Paste the public URL into the chat_url field of your JSON before opening the PR. The prompt explicitly tells the LLM to leave this field as null — only you can produce a public-share URL, since it requires a user-side toggle the LLM cannot perform.
Batch submissions
A slice-directory submission file can hold either a single JSON object or an array of objects with the same slug and slice but different model values. Useful when one contributor runs the same prompt through several models in one sitting — each entry in the array is scored independently and counts toward quorum separately. The all directory is reserved for Audit all: one array with exactly five objects, one for each risk slice. Naming convention for batch files: models-<date>.json.
Quorum and autorun
Three GitHub Actions run the semi-automated pipeline:
- validate-submission — every submission PR is schema-checked, format-cleaned (markdown-wrapped URLs auto-stripped where inner == outer), and labeled. Failures block the PR with a structured comment.
- quorum — runs daily at 06:00 UTC and after every submission push to main. Computes consensus per (slug, slice): strong = weight share ≥60% with ≥3 submissions, weak = weight share ≥50% with ≥2 submissions. On consensus, opens a PR into
data/assessments/. The first submission for a slug lazily opens a persistent aggregation issue (one issue per protocol, not per slice) where per-slice consensus and dissent are tracked as comments. - autorun (third voice) — runs Mondays at 04:00 UTC, picks (slug, slice) pairs stuck at 1–2 submissions ordered by TVL, and runs the same pinned prompt through the Anthropic API. Default model is
claude-sonnet-4-6. Submissions get the model name suffixed with(autorun)so their weight is transparent.

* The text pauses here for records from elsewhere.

PR #2811, opened 2026-05-10
Fall back to chunked requests when single-URL fundamentals fetch times out

### LINKED ISSUE #2791: Balance sheet and cash flow methods return empty data frames
### Describe bug

When trying to get MSFT's balance sheet or cash flow using t.get_cashflow(), t.cashflow, t.get_balance_sheet, t.balance_sheet , they return empty data frames. Accessing for example the income statements using t.get_income_stmt() works fine. 

```python
import yfinance as yf
yf.config.debug.logging = True
t = yf.Ticker("MSFT")

print("get_cashflow:", t.get_cashflow())
print(".cashflow:", t.cashflow)
print("get_balance_sheet:", t.get_balance_sheet())
print(".balance_sheet:", t.balance_sheet)
```

DEBUG       url=https://query2.finance.yahoo.com/ws/fundamentals-timeseries/v1/finance/timeseries/MSFT?symbol=MSFT&type=annualForeignSales,annualDomesticSales,annualAdjustedGeographySegmentData,annualFreeCashFlow,ann...
DEBUG       params=None
DEBUG       Entering _get_cookie_and_crumb()
DEBUG        cookie_mode = 'basic'
DEBUG        Entering _get_cookie_and_crumb_basic()
DEBUG         Entering _get_cookie_basic()
DEBUG          Entering _load_cookie_curlCffi()
DEBUG          Exiting _load_cookie_curlCffi()
DEBUG          reusing persistent cookie
DEBUG         Exiting _get_cookie_basic()
DEBUG         Entering _get_crumb_basic()
DEBUG          Entering _get_cookie_basic()
DEBUG           reusing cookie
DEBUG          Exiting _get_cookie_basic()
DEBUG          crumb = 'gjmESxwovH0'
DEBUG         Exiting _get_crumb_basic()
DEBUG        Exiting _get_cookie_and_crumb_basic()
DEBUG       Exiting _get_cookie_and_crumb()
DEBUG    Exiting _fetch_time_series()
get_cashflow: Empty DataFrame
Columns: []
Index: []
.cashflow: Empty DataFrame
Columns: []
Index: []
DEBUG    Entering _fetch_time_series()
DEBUG     Entering get()
DEBUG      Entering _make_request()
DEBUG       url=https://query2.finance.yahoo.com/ws/fundamentals-timeseries/v1/finance/timeseries/MSFT?symbol=MSFT&type=annualTreasurySharesNumber,annualPreferredSharesNumber,annualOrdinarySharesNumber,annualShareIss...
DEBUG       params=None
DEBUG       Entering _get_cookie_and_crumb()
DEBUG        cookie_mode = 'basic'
DEBUG        Entering _get_cookie_and_crumb_basic()
DEBUG         Entering _get_cookie_basic()
DEBUG          reusing cookie
DEBUG         Exiting _get_cookie_basic()
DEBUG         Entering _get_crumb_basic()
DEBUG          reusing crumb
DEBUG         Exiting _get_crumb_basic()
DEBUG        Exiting _get_cookie_and_crumb_basic()
DEBUG       Exiting _get_cookie_and_crumb()
DEBUG    Exiting _fetch_time_series()
get_balance_sheet: Empty DataFrame
Columns: []
Index: []
.balance_sheet: Empty DataFrame
Columns: []
Index: []

### Bad data proof

_No response_

### `yfinance` version

1.3.0

### Python version

3.12.3

### Operating system

Windows 11

dokson:
## Summary

Closes #2791.

`Ticker.get_balance_sheet()` / `Ticker.get_cashflow()` silently returned empty DataFrames for users on WSL2 (and similarly restrictive networks: corporate proxies, some VPN exit nodes). The reporter showed a `curl_cffi` 30-second timeout with 0 bytes received — Yahoo was silently dropping the request, not yfinance discarding the response.

Root cause: `_get_financials_time_series` packs ~150 metric names into one `type=` query parameter. URL lengths:

| Statement | Total URL |
|---|---|
| Income | ~3093 chars |
| Cash flow | ~3819 chars |
| Balance sheet | ~4215 chars |

Above ~3.5 KB the request hits the WSL2 NAT MTU / proxy URL-length cap on the user's network and dies. Income (3093 chars) gets through; cash-flow and balance-sheet don't — exactly matching the bug report.

## Fix

Reactive fallback in `_get_financials_time_series`:

1. Try the existing single-URL fast path — no behaviour change for the 99% of users where it works.
2. On any failure (`Timeout`, `ConnectionError`, empty payload from Yahoo, …) fall back to chunked requests: split the `type=` list into 60-key chunks (~1.8 KB per URL) and merge the resulting `timeseries.result` arrays. Output shape is bit-identical.

Why reactive (not threshold-based proactive chunking):

- Don't pay the latency cost of multi-round-trip on networks where the single call works.
- The "what URL length is too long" answer is per-network — a static threshold either over-chunks (slowing the common case) or under-chunks (still fails on tighter networks). The reactive approach auto-discovers it.

## Test (TDD)

`test_balance_sheet_chunked_fallback_on_timeout` and `test_cash_flow_chunked_fallback_on_timeout` patch `YfData.cache_get` to:
- raise `curl_cffi.requests.exceptions.Timeout` on the first (long) URL — simulating the WSL2 silent drop;
- return canned per-chunk JSON on subsequent (shorter) URLs.

Both tests assert the call returns populated data and that the fallback path was actually exercised (≥ 3 cache_get calls — 1 timeout + ≥ 2 chunks). Verified red→green: removing the `try/except` block makes the tests fail with the same `Timeout` that bites real WSL2 users.

## Drawbacks

| | Cost |
|---|---|
| Latency on failing networks | First fetch eats one timeout (curl_cffi default 30s) before falling back. Subsequent fetches in the same session hit the cache. |
| API call volume | 2-3× requests **only** when the fast path failed. Networks where the single call works are unchanged. |
| Cache footprint | 2-3 cache rows instead of 1 per (ticker, timescale) on the slow path. Negligible. |
| Code | ~30 lines: a small helper + a `try/except` chunking loop. |

## Test plan

- [x] `python -m unittest tests.test_ticker.TestTickerMiscFinancials.test_balance_sheet_chunked_fallback_on_timeout tests.test_ticker.TestTickerMiscFinancials.test_cash_flow_chunked_fallback_on_timeout` — green
- [x] `python -m unittest tests.test_ticker.TestTickerMiscFinancials.test_balance_sheet` — existing live-data test still green (fast path unchanged)
- [x] `ruff check` — clean
- [x] `pyright . --level error` — 0 errors

### DIFF
--- a/yfinance/scrapers/fundamentals.py
+++ b/yfinance/scrapers/fundamentals.py
@@ -108,25 +108,47 @@ class Financials:
                 raise
             pass
 
+    # Tuned so the resulting URL stays under ~2KB even for the longest "annual"
+    # prefix, which keeps it below the practical limits of typical NAT / proxy
+    # paths (notably WSL2, which silently drops the long single-shot URL).
+    _CHUNK_KEYS = 60
+
     def _get_financials_time_series(self, timescale, keys: list) -> pd.DataFrame:
         timescale_translation = {"yearly": "annual", "quarterly": "quarterly", "trailing": "trailing"}
         timescale = timescale_translation[timescale]
 
-        # Step 2: construct url:
-        ts_url_base = f"https://query2.finance.yahoo.com/ws/fundamentals-timeseries/v1/finance/timeseries/{self._symbol}?symbol={self._symbol}"
-        url = ts_url_base + "&type=" + ",".join([timescale + k for k in keys])
         # Yahoo returns maximum 4 years or 5 quarters, regardless of start_dt:
         start_dt = datetime.datetime(2016, 12, 31)
         end = pd.Timestamp.now('UTC').ceil("D")
-        url += f"&period1={int(start_dt.timestamp())}&period2={int(end.timestamp())}"
+        period_qs = f"&period1={int(start_dt.timestamp())}&period2={int(end.timestamp())}"
 
-        # Step 3: fetch and reshape data
-        json_str = self._data.cache_get(url=url).text
-        json_data = json.loads(json_str)
-        data_raw = json_data["timeseries"]["result"]
-        # data_raw = [v for v in data_raw if len(v) > 1] # Discard keys with no data
+        ts_url_base = f"https://query2.finance.yahoo.com/ws/fundamentals-timeseries/v1/finance/timeseries/{self._symbol}?symbol={self._symbol}"
+        full_url = ts_url_base + "&type=" + ",".join([timescale + k for k in keys]) + period_qs
+
+        # Fast path: single long URL. Falls back to chunked requests if it
+        # fails (silent drop on WSL2 NAT / restrictive proxies). Sticky so a
+        # loop over tickers doesn't eat one timeout per ticker. If the chunked
+        # fallback also fails, URL length isn't the problem — revert the flag
+        # and re-raise so the next call retries the fast path.
+        if self._data.fundamentals_use_chunked:
+            data_raw = self._fetch_fundamentals_chunked(ts_url_base, timescale, keys, period_qs)
+        else:
+            try:
+                data_raw = self._fetch_fundamentals_payload(full_url)
+            except Exception as e:
+                utils.get_yf_logger().debug(
+                    f"{self._symbol}: single-URL fundamentals fetch failed ({type(e).__name__}); "
+                    f"falling back to chunked requests for this and subsequent fetches"
+                )
+                self._data.fundamentals_use_chunked = True
+                try:
+                    data_raw = self._fetch_fundamentals_chunked(ts_url_base, timescale, keys, period_qs)
+                except Exception:
+                    self._data.fundamentals_use_chunked = False
+                    raise
+
         for d in data_raw:
-            del d["meta"]
+            d.pop("meta", None)
 
         # Now reshape data into a table:
         # Step 1: get columns and index:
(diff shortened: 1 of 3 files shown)


ValueRaider:
I agree with strategy. But to minimise requests, when first detect timeout, store somewhere so then subsequent fetches of financials are chunked (imagine user looping over tickers).

If you're lazy, shove it into `YfData`. If you want to do properly, create a new singleton `YfState` class.

dokson:
> I agree with strategy. But to minimise requests, when first detect timeout, store somewhere so then subsequent fetches of financials are chunked (imagine user looping over tickers).
> 
> If you're lazy, shove it into `YfData`. If you want to do properly, create a new singleton `YfState` class.

YfState ready 😄

yfinance/scrapers/fundamentals.py
```diff
@@ -108,25 +109,41 @@ def _create_financials_table(self, name, timescale):
...
+        else:
+            try:
+                data_raw = self._fetch_fundamentals_payload(full_url)
+            except Exception as e:
+                utils.get_yf_logger().debug(
+                    f"{self._symbol}: single-URL fundamentals fetch failed ({type(e).__name__}); "
+                    f"falling back to chunked requests for this and subsequent fetches"
+                )
+                YfState.fundamentals_use_chunked = True
+                data_raw = self._fetch_fundamentals_chunked(ts_url_base, timescale, keys, period_qs)
```
ValueRaider: Can we wrap this in another exception? If fetch fails again, then problem isn't length (and revert `fundamentals_use_chunked` to False).

Might need to restructure the whole block.

ValueRaider (changes requested):

yfinance/scrapers/fundamentals.py
dokson: Restructured: the chunked fallback is now wrapped in its own try/except — if it also raises, the flag reverts to False and the exception propagates, so the next call retries the fast path instead of being stuck on chunked forever. Also folded the flag onto YfData (per your earlier comment's first option) and deleted the dedicated state module.

ValueRaider:
git squash

PR #2810, opened 2026-05-10
Simplify phantom-dividend repair branch + drive-by typo/lint fixes

dokson:
## Summary

Originally proposed extracting a ticker-allowlist into a separate module. Per maintainer feedback on the review (#discussion_r3244327805), the allowlist was leakage from a custom debug build and should not be in `main` at all — phantom-dividend detections are safe to approve unconditionally in that branch. This PR now just applies that simplification plus two drive-by fixes that were already in the diff.

## Changes

- `yfinance/scrapers/history.py`
  - `_fix_bad_div_adjust`: replace `if c == 'phantom' and self.ticker in ['KAP.IL', 'SAND']:` with `if c == 'phantom':`. Removes a hardcoded ticker dependency from the repair kernel.
  - Drive-by: split a semicolon-joined statement (around line 2735) that was tripping ruff E702 in CI.
- `yfinance/domain/industry.py`
  - Drive-by typo: `compnaies_column` / `compnaies_values` → `companies_column` / `companies_values` (8 occurrences in `_parse_top_performing_companies` and `_parse_top_growth_companies`). Local-variable rename, no behavioural impact.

How submissions are weighted
Every submission gets a base weight of 1.0, then adjusted by the factors below. The total weight per grade decides which grade wins quorum. The highest-weight submission for the winning grade becomes the canonical rationale in the merged assessment.
| Factor | Adjustment |
|---|---|
| Base | 1.0 |
Public chat_url share link | +0.3 |
| Block-explorer URLs in evidence | +0.1 each, capped at +0.3 |
fetched_at on evidence entries | +0.05 each, capped at +0.2 |
Non-empty unknowns[] with a non-unknown grade | +0.15 |
Autorun submission (model suffixed (autorun)) | +0.2 |
Older prompt_version | −0.2 per version behind current |
Snapshot mismatch (different snapshot_generated_at than current) | −0.1 |
Non-thinking model (no thinking in name and not opus / o-series / gemini-3-pro) | ×0.2 (5× penalty) |
| Hallucination-prone model (claude-haiku-4-5, gemini-3-flash-preview, gpt ≤ 5.3) | ×0.05 (20× penalty) |
| Floor | weight ≥ 0.1 (≥ 0.02 non-thinking, ≥ 0.0025 hallucination-prone) |
Reconcile — the master file
After quorum merges per-slice assessments, a fourth scheduled action — reconcile, Mondays at 06:00 UTC — runs Claude Sonnet over the merged assessments plus the raw submissions and writes a synthesized verdict to data/master/<slug>.json. This is what feeds the protocol detail page's narrative: findings, steel-man arguments per grade, verdict, noted dissent, and any flags. Reconcile does not re-grade — it consolidates what the quorum already decided into prose. If your submission lost quorum, your dissenting view still surfaces here.